Ultimately, salvation has very little to do with saying the words "I believe Jesus Christ is the son of God and died for my sins." There are many, many people - some of whom hold the highest offices in the American government - who say this, and then go on to live lives that, by any account, are not at all Christ-like. How many people in your church have spent a week engaging in debauchery and other 'sinful' behaviors, only to appear in church on Sunday, ready to ask forgiveness for what they've done? And how many go right back out and do it again? How are these people better than those who live good lives and help their neighbor and further advance brotherhood and unity... But don't believe in God?

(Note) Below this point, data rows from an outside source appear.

PR #930, opened 2018-05-18
New cache system

mattgodbolt:
PR - this comes from my execution work.

On the face of it, this just augments the in-memory cache with a configurable series of caches, including the LRU in-memory cache, an on-disk cache, and an s3-backed cache, plus a layered system on top of those. I think this is useful enough as it is.

It occurred to me one way to handle storing of the binary for later execution is to use the cache system. I think execution will be broken into two client requests: one to compile, and then one to execute.

When building a binary for execution, this cache system could be used to store the binary.tar.gz on S3. The result would be a SHA sum result used in later calls to execute it.

As the SHA will be accessible by any node that solves the "what if the request goes to another node" problem. The data will be set to expire after a couple of days so storage shouldn't be an issue. If the client gets a 404 it will have to recompile the binary (resurrecting the binary).

Finally, the fact that execution is a separate request means I can route it to a separate fleet of "Execute only" nodes. These will ONLY handle execution and sandboxing and will be even more cut down and isolated that the compile nodes. That means I don't necessarily have to de-docker the compilation nodes as a first step, which unblocks a lot of stuff for execution.


lib/cache/base.js
```diff
@@ -0,0 +1,88 @@
...
+        const misses = this.gets - this.hits;
+        return `${this.puts} puts; ${this.gets} gets, ${this.hits} hits, ${misses} misses (${pc.toFixed(2)}%)`;
+    }
+
+    report() {
+        logger.info(`${this.name}: cache stats: ${this.statString()}`);
+    }
+
+    static hash(object) {
+        const asString = (object instanceof String) ? object : JSON.stringify(object);
```
RabsRincon: TIL about `instanceof`. But looking around to see how it works, I saw
https://stackoverflow.com/a/6625960 which suggests me that `typeof` might be a better fit here? No idea

lib/cache/on-disk.js
```diff
@@ -0,0 +1,105 @@
...
+                sort: stat.ctimeMs,
+                data: {
+                    path: fullPath,
+                    size: stat.size
+                }
+            };
+        });
+        // Sort oldest first
+        info.sort((x, y) => {
+            return x.sort - y.sort;
```
RabsRincon: I think you know it. But just in case, if a lambda is as small as this one, you can always do `(x, y) => x.sort - y.sort`

test/cache-tests.js
```diff
@@ -0,0 +1,258 @@
...
+});
+AWS.mock('S3', 'putObject', (params, callback) => {
+    params.Bucket.should.equal("test.bucket");
+    S3FS[params.Key] = params.Body;
+    callback(null, {});
+});
+describe('S3 tests', () => {
+    basicTests(() => new S3Cache('test.bucket', 'cache', 'uk-north-1'));
+    // BE VERY CAREFUL - the below can be used with sufficient permissions to test on prod (With mocks off)...
+    // basicTests(() => new S3Cache('storage.godbolt.org', 'cache', 'us-east-1'));
```
RabsRincon: Risky! :)

test/cache-tests.js
```diff
@@ -0,0 +1,258 @@
...
+    it('should create multi caches', () => {
+        const tempDir = newTempDir();
+        const cache = FromConfig.create(`InMemory(123);OnDisk(${tempDir},456);S3(test.bucket,cache,uk-north-1)`);
+        cache.constructor.should.eql(MultiCache);
+        cache.upstream.length.should.equal(3);
+        cache.upstream[0].constructor.should.eql(InMemoryCache);
+        cache.upstream[1].constructor.should.eql(OnDiskCache);
+        cache.upstream[2].constructor.should.eql(S3Cache);
+    });
+});
```
RabsRincon: New line

lib/cache/on-disk.js
mattgodbolt: Zoiks, I'd forgotten: thanks!

lib/cache/base.js
mattgodbolt: seems so, for string at least. changed.

test/cache-tests.js
mattgodbolt: Right; though only if you have permissions from wherever you run the tests to access S3 :)

test/cache-tests.js
mattgodbolt: Done.

PR #935, opened 2018-05-22
Add expected-lite

cor3ntin:


cor3ntin:
Martin Moene offers most c++17/20 vocabulary types (optional, variant, span, expected, etc) as single header libraries compatible with c++11 or even c++98. 
This is expected https://github.com/martinmoene/expected-lite
I'm willing to add the others

cor3ntin:
Martin thinks it's best not to advertise trunk for now
> I've been working on updating expected-lite to(wards) p0323r5, and now r6, but have been sidetracked to gsl-lite, span-lite and status_value the last two months.

> The expected further changes make me somewhat reluctant to (also) advertise trunk. On the other hand, I try to keep trunk working and for the time being compatible with what was and gsl-lite is on CE as trunk.

So I've modified both PR to install the 0.0.1 tag instead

Which of these two types of people would you rather point to and say, "I taught them that?"
This is beginning to sound exactly like Matthew 21:28-31. Because it is. The human spam model, as well as being counterproductive, induces guilt in Christians who feel they ought to do it but don’t quite have the brass neck. All Christians actually have to do is be themselves and walk with an honest heart. It’s easier to reduce discipleship to checkboxes and slogans and be pushy, than to live the life. The fruits of the first approach are frustration, resentment, dissension. The fruits of the second are curiousity, acceptance and joy.

There’s a good English tradition that translations are for wusses. If talking at a non-English speaker who doesn’t understand you, all you do is speak louder. Joe points out that this is not, in fact, the case. All I would want to add is a rider that as well as applying to attempts to convert people to Evangelical Christianity, this applies to communication among Christians. Given a band of enthusiasts, you need to discern their methods, attitudes to community and processes, not just their ideas. The acid test remains that set by Jesus himself: By their fruits ye shall know them...

Really interesting link to this post with a communication theory dimension by John Griffiths, here. Thanks, John.